PROVIDED ENTRIES:
PR #168, opened 2017-10-25
Shared toolchain

thwerner:
Installs packages (toolchains) to a defined folder (global, different from workspace), packages installed to this folder can be re-used by any workspace.

    recipes with "shared: True" and provideTools are affected

    after building successfully the dist-directory, env and audit.tgz will be copied into a selected folder (specified with "-i" for install, and --shared for destination)

    with "--shared" toolchains will be linked into the workspace instead of built again

    advantage:
        less initial build time for new workspaces
        can be used with jenkins

Attention: will not be working with non-relocatable toolchains

### DIFF
--- a/doc/manpages/bob-build-dev.rst
+++ b/doc/manpages/bob-build-dev.rst
@@ -88,6 +88,12 @@ Options
 ``-f, --force``
     Force execution of all build steps
 
+``-i, --installshared``
+    Install shared packages to a given location (has to be combined with --shared)
+
+``-s, --shared PATH``
+    Shared packages will be searched at or installed to provided path
+
 ``-n, --no-deps``
     Don't build dependencies
 
--- a/pym/bob/cmds/build.py
+++ b/pym/bob/cmds/build.py
@@ -32,6 +32,7 @@ import re
 import shutil
 import stat
 import subprocess
+import tempfile
 import time
 
 # Output verbosity:
@@ -897,10 +898,12 @@ esac
             # determine a build-id for all other artifacts.
             #
             # Create build-id for shared packages, but don't download them
+            canLinkShared = False
+            canDownload = False
             if packageStep.doesProvideTools() and (packageStep.getSandbox() is None):
-                if packageStep.isShared() and self.__sharedFolder:
-                    canDownload = False
+                if packageStep.isShared() and self.__sharedFolder and packageStep.isPackageRelocatable():
                     packageBuildId = self._getBuildId(packageStep, depth)
+                    canLinkShared = True
                 else:
                     packageBuildId = None
             else:
@@ -924,22 +927,24 @@ esac
                 oldInputHashes = oldInputBuildId
                 oldWasDownloadedOrShared = False
 
-            # If possible try to download the package. If we downloaded the
+            # If possible try to link shared or download the package. If we linked or downloaded the
             # package in the last run we have to make sure that the Build-Id is
             # still the same. The overall behaviour should look like this:
             #
             # new workspace -> try download
             # previously built
             #   still same build-id -> normal build
-            #   build-id changed -> prune and try download, fall back to build
+            #   build-id changed -> prune and try link/download, fall back to build
             # previously downloaded
             #   still same build-id -> done
-            #   build-id changed -> prune and try download, fall back to build
+            #   build-id changed -> prune and try link/download, fall back to build
+            # previously linked
+            #   still same build-id -> done
+            #   build-id changed -> prune and try link/download, fall back to build
             workspaceChanged = False
-            wasDownloaded = False
-            wasShared = False
-            if ( (not checkoutOnly) and packageBuildId and (depth >= self.__downloadDepth) ) and canDownload:
-                # prune directory if we previously downloaded/built something different
+            wasDownloadedOrShared = False
+            if ( (not checkoutOnly) and packageBuildId and (depth >= self.__downloadDepth) ) and (canDownload or canLinkShared):
+                # prune directory if we previously downloaded/built/linked something different
                 if ((oldInputBuildId is not None) and (oldInputBuildId != packageBuildId)) or self.__force:
                     print(colorize("   PRUNE     {} ({})".format(prettyPackagePath,
                             "build forced" if self.__force else "build-id changed"), "33"))
@@ -953,50 +958,52 @@ esac
                 # empty. If the directory holds a result and was downloaded it
                 # we're done.
                 if BobState().getResultHash(prettyPackagePath) is None:
-                    audit = os.path.join(prettyPackagePath, "..", "audit.json.gz")
-                    if self.__archive.downloadPackage(packageBuildId, audit, prettyPackagePath, self.__verbose):
-                        self.__statistic.packagesDownloaded += 1
+                    if packageStep.isShared() and self.__sharedFolder and packageStep.isPackageRelocatable():
+                        if self._checkSharedPackage(asHexStr(packageBuildId)):
+                            sharedpackagepath = os.path.join(self.__sharedFolder, asHexStr(packageBuildId))
+                            print(colorize("     Link from shared location {}".format(sharedpackagepath), "32"))
+                            dirlist = os.listdir(sharedpackagepath)
+                            for item in dirlist:
+                                itempath = os.path.join(sharedpackagepath, item)
+                                if item in ['audit.json.gz']:
+                                    os.symlink(itempath, os.path.join(prettyPackagePath, '..', item))
+                                else:
+                                    os.symlink(itempath, os.path.join(prettyPackagePath, item), os.path.isdir(itempath))
+                            wasDownloadedOrShared = True
+
+                    if not wasDownloadedOrShared and canDownload:
+                        audit = os.path.join(prettyPackagePath, "..", "audit.json.gz")
+                        if self.__archive.downloadPackage(packageBuildId, audit, prettyPackagePath, self.__verbose):
+                            self.__statistic.packagesDownloaded += 1
+                            BobState().setInputHashes(prettyPackagePath, packageBuildId)
+                        elif self.__forcedDownload:
+                            raise BuildError("Downloading artifact failed")
+
+                    if wasDownloadedOrShared:
                         BobState().setInputHashes(prettyPackagePath, packageBuildId)
                         packageHash = hashWorkspace(packageStep)
                         workspaceChanged = True
+<<<<<<< c628942e7ed63ce90d680b8ec3038e6aec5b8aa9
                         wasDownloaded = True
                     elif depth >= self.__downloadDepthForce:
                         raise BuildError("Downloading artifact failed")
                 elif oldWasDownloadedOrShared:
                     self._info("   PACKAGE   skipped (already downloaded in {})".format(prettyPackagePath))
                     wasDownloaded = True
+=======
+                        wasDownloadedOrShared = True
+>>>>>>> make installation of shared packages atomic, sharedFolder environment variable in user config files
 
-            if packageStep.isShared() and self.__sharedFolder and not wasDownloaded:
-                if BobState().getResultHash(prettyPackagePath) is None:
-                    sharedpackagepath = os.path.join(self.__sharedFolder, asHexStr(packageBuildId))
-                    # link into dist if shared package available
-                    if self._checkSharedPackage(packageStep, asHexStr(packageBuildId)):
-                        print(colorize("     Link from shared location {}".format(sharedpackagepath), "32"))
-                        dirlist = os.listdir(sharedpackagepath)
-                        cwd = os.getcwd()
-                        os.chdir(prettyPackagePath)
-                        for item in dirlist:
-                            if item == '.installed':
-                                continue
-                            itempath = os.path.join(sharedpackagepath, item)
-                            if item in ['env', 'audit.json.gz']:
-                                os.symlink(itempath, os.path.join(os.getcwd(), '..', item))
-                            else:
-                                os.symlink(itempath, item, os.path.isdir(itempath))
-                        os.chdir(cwd)
-                        wasShared = True
-                        workspaceChanged = True
-                        packageHash = hashWorkspace(packageStep)
                 elif oldWasDownloadedOrShared:
-                    self._info("   PACKAGE   skipped (deterministic output in {})".format(prettyPackagePath))
-                    wasShared = True
+                    self._info("   PACKAGE   skipped (already downloaded or linked in {})".format(prettyPackagePath))
+                    wasDownloadedOrShared = True
 
 
             # Run package step if we have not yet downloaded the package or if
             # downloads are not possible anymore. Even if the package was
             # previously downloaded the oldInputHashes will be None to trigger
             # an actual build.
-            if not wasDownloaded and not wasShared:
+            if not wasDownloadedOrShared:
                 # depth first
                 self._cook(packageStep.getAllDepSteps(), packageStep.getPackage(),
                            checkoutOnly, depth+1)
@@ -1017,17 +1024,24 @@ esac
                     packageHash = hashWorkspace(packageStep)
                     audit = self._generateAudit(packageStep, depth, packageHash)
                     # copy to shared location if possible
-                    if self.__installShared and packageStep.isShared():
-                        sharedpackagepath = os.path.join(self.__sharedFolder, asHexStr(packageBuildId))
+                    if self.__installShared and packageStep.isShared() and packageStep.isPackageRelocatable() and self.__sharedFolder:
+                        buildidhexstr =  asHexStr(packageBuildId)
+                        sharedpackagepath = os.path.join(self.__sharedFolder, buildidhexstr)
                         print(colorize("     Install in shared location {}".format(sharedpackagepath), "32"))
-                        if os.path.exists(sharedpackagepath):
-                            shutil.rmtree(sharedpackagepath)
+                        # create temp dir
+                        tmpdir = tempfile.mkdtemp()
+                        tmppackagepath = os.path.join(tmpdir, buildidhexstr)
                         # copy all files from workspace - keep symlinks
-                        shutil.copytree(prettyPackagePath, sharedpackagepath, symlinks=True)
-                        # copy env file - important for audit
-                        shutil.copy2(os.path.join(prettyPackagePath, '..', 'env'), sharedpackagepath)
-                        shutil.copy2(os.path.join(prettyPackagePath, '..', 'audit.json.gz'), sharedpackagepath)
-                        open(os.path.join(sharedpackagepath, '.installed'), 'a').close()
+                        shutil.copytree(prettyPackagePath, tmppackagepath, symlinks=True)
+                        # copy audit
+                        shutil.copy2(os.path.join(prettyPackagePath, '..', 'audit.json.gz'), tmppackagepath)
+                        if self._checkSharedPackage(buildidhexstr):
+                            shutil.rmtree(sharedpackagepath)
+                        # move - atomic operation
+                        shutil.move(tmppackagepath, sharedpackagepath)
+                        # cleanup tmpdir
+                        shutil.rmtree(tmpdir)
+
                     workspaceChanged = True
                     self.__statistic.packagesBuilt += 1
                     if packageBuildId and self.__archive.canUploadLocal():
@@ -1038,7 +1052,7 @@ esac
             # Rehash directory if content was changed
             if workspaceChanged:
                 BobState().setResultHash(prettyPackagePath, packageHash)
-                if wasDownloaded or wasShared:
+                if wasDownloadedOrShared:
                     BobState().setInputHashes(prettyPackagePath, packageBuildId)
                 else:
                     BobState().setInputHashes(prettyPackagePath, [packageBuildId] + packageInputHashes)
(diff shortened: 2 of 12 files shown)


pym/bob/cmds/build.py
```diff
@@ -976,15 +1012,29 @@ def _cookPackageStep(self, packageStep, checkoutOnly, depth):
                     self._runShell(packageStep, "package")
                     packageHash = hashWorkspace(packageStep)
                     audit = self._generateAudit(packageStep, depth, packageHash)
+                    # copy to shared location if possible
+                    if self.__installShared and packageStep.isShared():
+                        sharedpackagepath = os.path.join(self.__sharedFolder, asHexStr(packageBuildId))
+                        print(colorize("     Install in shared location {}".format(sharedpackagepath), "32"))
+                        if os.path.exists(sharedpackagepath):
+                            shutil.rmtree(sharedpackagepath)
```
jkloetzke: The installation is racy if two instances run in parallel. It should be done with a temporary directory and an atomic rename of the whole folder like in `jenkins.py`.

pym/bob/cmds/build.py
```diff
@@ -889,9 +891,16 @@ def _cookPackageStep(self, packageStep, checkoutOnly, depth):
...
             # determine a build-id for all other artifacts.
+            #
+            # Create build-id for shared packages, but don't download them
             if packageStep.doesProvideTools() and (packageStep.getSandbox() is None):
-                packageBuildId = None
+                if packageStep.isShared() and self.__sharedFolder:
+                    canDownload = False
+                    packageBuildId = self._getBuildId(packageStep, depth)
+                else:
+                    packageBuildId = None
```
jkloetzke: `canDownload = False`

pym/bob/cmds/build.py
```diff
@@ -948,15 +958,41 @@ def _cookPackageStep(self, packageStep, checkoutOnly, depth):
                         wasDownloaded = True
                     elif self.__forcedDownload:
                         raise BuildError("Downloading artifact failed")
-                elif oldWasDownloaded:
+                elif oldWasDownloadedOrShared:
                     self._info("   PACKAGE   skipped (already downloaded in {})".format(prettyPackagePath))
                     wasDownloaded = True
 
+            if packageStep.isShared() and self.__sharedFolder and not wasDownloaded:
```
jkloetzke: Isn't that already too late here? We would first try to download the artifact and then see if it's in the shared location...

pym/bob/cmds/build.py
```diff
@@ -948,15 +958,41 @@ def _cookPackageStep(self, packageStep, checkoutOnly, depth):
...
+                if BobState().getResultHash(prettyPackagePath) is None:
+                    sharedpackagepath = os.path.join(self.__sharedFolder, asHexStr(packageBuildId))
+                    # link into dist if shared package available
+                    if self._checkSharedPackage(packageStep, asHexStr(packageBuildId)):
+                        print(colorize("     Link from shared location {}".format(sharedpackagepath), "32"))
+                        dirlist = os.listdir(sharedpackagepath)
+                        cwd = os.getcwd()
+                        os.chdir(prettyPackagePath)
+                        for item in dirlist:
```
jkloetzke: No need to change the working directory (just use `os.path.join()`). Also there are only two things that must be linked: `workspace` and `audit.json.gz`.

pym/bob/cmds/build.py
```diff
@@ -1082,6 +1132,13 @@ def __getCheckoutStepBuildId(self, step, depth):
 
         return ret, predicted
 
+    def _checkSharedPackage(self, step, packageBuildId):
+         sharedPackagePath = os.path.join(self.__sharedFolder, packageBuildId)
+         if os.path.isdir(sharedPackagePath):
+             if os.path.exists(os.path.join(sharedPackagePath, '.installed')):
```
jkloetzke: The ".installed" canary is not needed if the folder is atomically "installed" (renamed) to the right place.

doc/manpages/bob-build-dev.rst
```diff
@@ -86,6 +86,12 @@ Options
 ``-f, --force``
     Force execution of all build steps
 
+``-i, --installshared``
+    Install shared packages to a given location (has to be combined with --shared)
```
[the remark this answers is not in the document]
kkendzia: I think it would be OK to install them by default, but I want to control if it should be installed or not. Would you go with a "dont install relocatable packages" parameter?

kkendzia:
I've realized most of your requested suggestions. Should I implement a parameter preventing any linking? For example if you want to have totally clean build and you want any package to be build.

doc/manpages/bob-build-dev.rst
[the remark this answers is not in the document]
jkloetzke: Wouldn't you just *not* define the shared location? Or set it to an empty string in your `user.yaml` if you defined it globally? I don't think this is something that should be a command line option because you don't typically change your mind between invocations.

Do I miss something?

pym/bob/cmds/build.py
```diff
@@ -939,24 +954,43 @@ def _cookPackageStep(self, packageStep, checkoutOnly, depth):
...
+                                    os.symlink(itempath, os.path.join(prettyPackagePath, '..', item))
+                                else:
+                                    os.symlink(itempath, os.path.join(prettyPackagePath, item), os.path.isdir(itempath))
+                            wasDownloadedOrShared = True
+
+                    if not wasDownloadedOrShared and canDownload:
+                        audit = os.path.join(prettyPackagePath, "..", "audit.json.gz")
+                        if self.__archive.downloadPackage(packageBuildId, audit, prettyPackagePath, self.__verbose):
+                            self.__statistic.packagesDownloaded += 1
+                            BobState().setInputHashes(prettyPackagePath, packageBuildId)
```
jkloetzke: Don't you have to set ` wasDownloadedOrShared = True` here?

pym/bob/cmds/build.py
```diff
@@ -939,24 +954,43 @@ def _cookPackageStep(self, packageStep, checkoutOnly, depth):
                 # empty. If the directory holds a result and was downloaded it
                 # we're done.
                 if BobState().getResultHash(prettyPackagePath) is None:
-                    audit = os.path.join(prettyPackagePath, "..", "audit.json.gz")
-                    if self.__archive.downloadPackage(packageBuildId, audit, prettyPackagePath, self.__verbose):
-                        self.__statistic.packagesDownloaded += 1
+                    if packageStep.isShared() and self.__sharedFolder and packageStep.isPackageRelocatable():
+                        if self._checkSharedPackage(asHexStr(packageBuildId)):
+                            sharedpackagepath = os.path.join(self.__sharedFolder, asHexStr(packageBuildId))
+                            print(colorize("     Link from shared location {}".format(sharedpackagepath), "32"))
```
jkloetzke: I would factor out the "link shared" boiler plate code into a dedicated function. The `_cookPackageStep` method is already barely readable...

pym/bob/cmds/build.py
```diff
@@ -939,24 +954,43 @@ def _cookPackageStep(self, packageStep, checkoutOnly, depth):
...
                         BobState().setInputHashes(prettyPackagePath, packageBuildId)
                         packageHash = hashWorkspace(packageStep)
                         workspaceChanged = True
-                        wasDownloaded = True
-                    elif self.__forcedDownload:
-                        raise BuildError("Downloading artifact failed")
-                elif oldWasDownloaded:
-                    self._info("   PACKAGE   skipped (already downloaded in {})".format(prettyPackagePath))
-                    wasDownloaded = True
+                        wasDownloadedOrShared = True
```
jkloetzke: If I read it correctly this is:

```python
if wasDownloadedOrShared:
    ...
    wasDownloadedOrShared = True
```

Doesn't look right...

pym/bob/cmds/build.py
```diff
@@ -976,15 +1010,36 @@ def _cookPackageStep(self, packageStep, checkoutOnly, depth):
                     self._runShell(packageStep, "package")
                     packageHash = hashWorkspace(packageStep)
                     audit = self._generateAudit(packageStep, depth, packageHash)
+                    # copy to shared location if possible
+                    if self.__installShared and packageStep.isShared() and packageStep.isPackageRelocatable() and self.__sharedFolder:
+                        buildidhexstr =  asHexStr(packageBuildId)
+                        sharedpackagepath = os.path.join(self.__sharedFolder, buildidhexstr)
+                        print(colorize("     Install in shared location {}".format(sharedpackagepath), "32"))
+                        # create temp dir
+                        tmpdir = tempfile.mkdtemp()
```
jkloetzke: You have to create the temporary directory in the shared folder. Otherwise the rename is not possible if /tmp is on another file system. At least the rename cannot be atomic anymore.

pym/bob/cmds/build.py
```diff
@@ -976,15 +1010,36 @@ def _cookPackageStep(self, packageStep, checkoutOnly, depth):
...
+                        tmppackagepath = os.path.join(tmpdir, buildidhexstr)
+                        # copy all files from workspace - keep symlinks
+                        shutil.copytree(prettyPackagePath, tmppackagepath, symlinks=True)
+                        # copy audit
+                        shutil.copy2(os.path.join(prettyPackagePath, '..', 'audit.json.gz'), tmppackagepath)
+                        if self._checkSharedPackage(buildidhexstr):
+                            shutil.rmtree(sharedpackagepath)
+                        # move - atomic operation
+                        shutil.move(tmppackagepath, sharedpackagepath)
```
jkloetzke: This is *not* atomic if you cross file systems and `shutil.move` will hide it from you. Directly use `os.rename` instead...

pym/bob/cmds/build.py
```diff
@@ -976,15 +1010,36 @@ def _cookPackageStep(self, packageStep, checkoutOnly, depth):
...
+                        # cleanup tmpdir
+                        shutil.rmtree(tmpdir)
+
                     workspaceChanged = True
                     self.__statistic.packagesBuilt += 1
                     if packageBuildId and self.__archive.canUploadLocal():
-                        self.__archive.uploadPackage(packageBuildId, audit, prettyPackagePath, self.__verbose)
+                        if not (packageStep.doesProvideTools() and (packageStep.getSandbox() is None)):
```
jkloetzke: `isPackageRelocatable()` instead of `doesProvideTools()`?

pym/bob/cmds/build.py
```diff
@@ -976,15 +1010,36 @@ def _cookPackageStep(self, packageStep, checkoutOnly, depth):
                     self._runShell(packageStep, "package")
                     packageHash = hashWorkspace(packageStep)
                     audit = self._generateAudit(packageStep, depth, packageHash)
+                    # copy to shared location if possible
+                    if self.__installShared and packageStep.isShared() and packageStep.isPackageRelocatable() and self.__sharedFolder:
+                        buildidhexstr =  asHexStr(packageBuildId)
```
jkloetzke: The "install shared" logic should be factored out like the "link shared" one...

pym/bob/input.py
```diff
@@ -428,9 +428,9 @@ def toStep(self, pathFormatter, upperPackage):
 class CoreStep(metaclass=ABCMeta):
     __slots__ = ( "package", "label", "tools", "digestEnv", "env", "args",
         "shared", "doesProvideTools", "providedEnv", "providedTools",
-        "providedDeps", "providedSandbox", "variantId", "sandbox", "sbxVarId" )
+        "providedDeps", "providedSandbox", "variantId", "sandbox", "sbxVarId", "packageRelocatable" )
```
jkloetzke: Maybe just name it "relocatable". We create millions of these objects and every byte counts. :wink:

pym/bob/cmds/build.py
```diff
@@ -889,9 +892,18 @@ def _cookPackageStep(self, packageStep, checkoutOnly, depth):
             # Can we theoretically download the result? Exclude packages that
             # provide host tools when not building in a sandbox. Try to
             # determine a build-id for all other artifacts.
+            #
+            # Create build-id for shared packages, but don't download them
+            canLinkShared = False
+            canDownload = False
             if packageStep.doesProvideTools() and (packageStep.getSandbox() is None):
```
jkloetzke: I think the logic here (and on more locations below) should be

```python
if packageStep.isPackageRelocatable() or (packageStep.getSandbox() is not None):
```

The rationale is the following:
* inside the sandbox all paths are stable -> we never relocate
* outside the sandbox the package must be relocatable to work correctly
* non-relocatable packages are never up- or downloaded -> should never be a problem

doc/manpages/bob-build-dev.rst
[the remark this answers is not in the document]
kkendzia: I meant to use them but not to install. Set the variable to an empty string would cause not to use it either. --shared isn't necessary but something like "--dontinstallsharedpackages" ;) would be nice

pym/bob/input.py
kunerd: I think pythons compiler and interpreter is smart enough to optimize this.

doc/manpages/bob-build-dev.rst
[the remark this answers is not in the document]
jkloetzke: I think the problem is that the shared packages are re-installed every time. This is not necessary and we should change the "install" part to only do it if the package is not yet available in the shared location. Then you only have the overhead of copying it once.

kkendzia:
I've pushed another set of changes. Thanks for reviewing :-)

pym/bob/cmds/build.py
```diff
@@ -980,20 +1008,62 @@ def _cookPackageStep(self, packageStep, checkoutOnly, depth):
                     self._runShell(packageStep, "package")
                     packageHash = hashWorkspace(packageStep)
                     audit = self._generateAudit(packageStep, depth, packageHash)
+                    # copy to shared location if possible
+                    self.__installSharedPackage(packageBuildId, packageStep, prettyPackagePath)
                     workspaceChanged = True
                     self.__statistic.packagesBuilt += 1
                     if packageBuildId and self.__archive.canUploadLocal():
-                        self.__archive.uploadPackage(packageBuildId, audit, prettyPackagePath, self.__verbose)
+                        if packageStep.isRelocatable():
```
jkloetzke: That should be replaced by `if canUpDownload and self.__archive.canUploadLocal():` instead of the nested `if`.

pym/bob/cmds/build.py
```diff
@@ -980,20 +1008,62 @@ def _cookPackageStep(self, packageStep, checkoutOnly, depth):
...
                 BobState().setResultHash(prettyPackagePath, packageHash)
-                if wasDownloaded:
+                if wasDownloadedOrShared:
                     BobState().setInputHashes(prettyPackagePath, packageBuildId)
                 else:
                     BobState().setInputHashes(prettyPackagePath, [packageBuildId] + packageInputHashes)
             self._setAlreadyRun(packageStep, False, checkoutOnly)
 
+    def __linkSharedPackage(self, packageBuildId, step, workspace):
+        if step.isShared() and step.isRelocatable() and self.__sharedFolder and self._checkSharedPackage(asHexStr(packageBuildId)):
```
jkloetzke: Don't replicate the conditions here. The only decision done here should be `self._checkSharedPackage(asHexStr(packageBuildId))`. The rest was already checked before calling `__linkSharedPackage`.

pym/bob/cmds/build.py
```diff
@@ -980,20 +1008,62 @@ def _cookPackageStep(self, packageStep, checkoutOnly, depth):
...
+            sharedpackagepath = os.path.join(self.__sharedFolder, asHexStr(packageBuildId))
+            print(colorize("     Link from shared location {}".format(sharedpackagepath), "32"))
```
jkloetzke: Please keep the style of the other message, e.g.

```python
"   LINK      {} ({})".format(workspace, sharedpackagepath)
```

pym/bob/cmds/build.py
```diff
@@ -980,20 +1008,62 @@ def _cookPackageStep(self, packageStep, checkoutOnly, depth):
...
+            # create temp dir
+            try:
+                tmpdir = tempfile.mkdtemp(dir=self.__sharedFolder)
+            except OSError:
+                raise OSError("Temporary directory couldn't be created.")
+            tmppackagepath = os.path.join(tmpdir, buildidhexstr)
+            # copy all files from workspace - keep symlinks
+            shutil.copytree(workspace, tmppackagepath, symlinks=True)
+            # copy audit
+            shutil.copy2(os.path.join(workspace, '..', 'audit.json.gz'), tmppackagepath)
```
jkloetzke: The audit trail is stored together with the results? What would happen if the package result contains a "audit.json.gz"? Better store the "workspace" and "audit.json.gz" separately.

pym/bob/cmds/build.py
```diff
@@ -980,20 +1008,62 @@ def _cookPackageStep(self, packageStep, checkoutOnly, depth):
...
+                else:
+                    os.symlink(itempath, os.path.join(workspace, item), os.path.isdir(itempath))
+            return True
+        return False
+
+    def __installSharedPackage(self, packageBuildId, step, workspace):
+        if step.isShared() and step.isRelocatable() and self.__sharedFolder and not self._checkSharedPackage(asHexStr(packageBuildId)):
+            buildidhexstr = asHexStr(packageBuildId)
+            sharedpackagepath = os.path.join(self.__sharedFolder, buildidhexstr)
+            print(colorize("     Install in shared location {}".format(sharedpackagepath), "32"))
```
jkloetzke: Message style too.

pym/bob/cmds/build.py
```diff
@@ -980,20 +1008,62 @@ def _cookPackageStep(self, packageStep, checkoutOnly, depth):
...
+                raise OSError("Temporary directory couldn't be created.")
+            tmppackagepath = os.path.join(tmpdir, buildidhexstr)
+            # copy all files from workspace - keep symlinks
+            shutil.copytree(workspace, tmppackagepath, symlinks=True)
+            # copy audit
+            shutil.copy2(os.path.join(workspace, '..', 'audit.json.gz'), tmppackagepath)
+            # second check
+            if not self._checkSharedPackage(buildidhexstr):
+                # move - atomic operation
+                shutil.move(tmppackagepath, sharedpackagepath)
```
jkloetzke: Better use `os.rename()` to catch errors where `shutil.move` would silently fall back to copy, thus breaking atomicy. Additionally you must handle an OSError because you may loose the race of the rename. The check above does not rule out that two instances of Bob do the rename at the same time. POSIX will make sure that only one of them wins.

pym/bob/cmds/build.py
```diff
@@ -980,20 +1008,62 @@ def _cookPackageStep(self, packageStep, checkoutOnly, depth):
...
+    def __installSharedPackage(self, packageBuildId, step, workspace):
+        if step.isShared() and step.isRelocatable() and self.__sharedFolder and not self._checkSharedPackage(asHexStr(packageBuildId)):
+            buildidhexstr = asHexStr(packageBuildId)
+            sharedpackagepath = os.path.join(self.__sharedFolder, buildidhexstr)
+            print(colorize("     Install in shared location {}".format(sharedpackagepath), "32"))
+            # create temp dir
+            try:
+                tmpdir = tempfile.mkdtemp(dir=self.__sharedFolder)
+            except OSError:
+                raise OSError("Temporary directory couldn't be created.")
```
jkloetzke: Raise a `BuildError`. Re-throwing `OSError` will lead to a backtrace.

pym/bob/cmds/build.py
```diff
@@ -980,20 +1008,62 @@ def _cookPackageStep(self, packageStep, checkoutOnly, depth):
...
+            # copy audit
+            shutil.copy2(os.path.join(workspace, '..', 'audit.json.gz'), tmppackagepath)
+            # second check
+            if not self._checkSharedPackage(buildidhexstr):
+                # move - atomic operation
+                shutil.move(tmppackagepath, sharedpackagepath)
+            else:
+                print(colorize("     {} already created by a different process.".format(sharedpackagepath),"33"))
+            # cleanup tmpdir
+            shutil.rmtree(tmpdir)
```
jkloetzke: Error handling. This basically applies to the whole function. Catch all possible OSErrors and make sure that the temporary directory is removed even in case of an error.

test/relocatable/plugins/checkPackages.py
```diff
@@ -0,0 +1,22 @@
+from bob.errors import ParseError
+
+# check if packages are relocatable or not
+
+def _checkPackages(step):
+    if step.isValid() and step.isPackageStep():
+        if not step.isRelocatable() and step.getPackage().getName() == 'some-tool-relocatable':
+            raise ParseError('Package some-tool-relocatable should be relocatable!')
+        if step.isRelocatable() and step.getPackage().getName() == 'some-tool':
```
jkloetzke: I think these kinds of tests should be unit-tests instead of black-box tests. Some black box tests still make sense to test the link/install logic.

pym/bob/cmds/build.py
```diff
@@ -980,20 +1008,62 @@ def _cookPackageStep(self, packageStep, checkoutOnly, depth):
...
+        if step.isShared() and step.isRelocatable() and self.__sharedFolder and self._checkSharedPackage(asHexStr(packageBuildId)):
+            sharedpackagepath = os.path.join(self.__sharedFolder, asHexStr(packageBuildId))
+            print(colorize("     Link from shared location {}".format(sharedpackagepath), "32"))
+            dirlist = os.listdir(sharedpackagepath)
+            for item in dirlist:
+                itempath = os.path.join(sharedpackagepath, item)
+                if item in ['audit.json.gz']:
+                    os.symlink(itempath, os.path.join(workspace, '..', item))
+                else:
+                    os.symlink(itempath, os.path.join(workspace, item), os.path.isdir(itempath))
```
jkloetzke: So the files in the root of the workspace will all be symlinks then? This is different from the original content!

jkloetzke:
Is this PR still considered? I've implemented the `relocatable` property already because of some other cleanup that I'm considering in the long run: https://github.com/BobBuildTool/bob/projects/3#card-7109023

kkendzia:
I think we can close it down.

jkloetzke:
Any change that this MR will be picked up again? I think the feature is still worthwhile to be implemented...

jkloetzke:
Superseded by #405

WORK INSTRUCTIONS: Apply a filter for "instead" to the data above, then copy each line that matches.

ANSWER BOX:
    with "--shared" toolchains will be linked into the workspace instead of built again
jkloetzke: This is *not* atomic if you cross file systems and `shutil.move` will hide it from you. Directly use `os.rename` instead...
jkloetzke: `isPackageRelocatable()` instead of `doesProvideTools()`?
jkloetzke: That should be replaced by `if canUpDownload and self.__archive.canUploadLocal():` instead of the nested `if`.
jkloetzke: I think these kinds of tests should be unit-tests instead of black-box tests. Some black box tests still make sense to test the link/install logic.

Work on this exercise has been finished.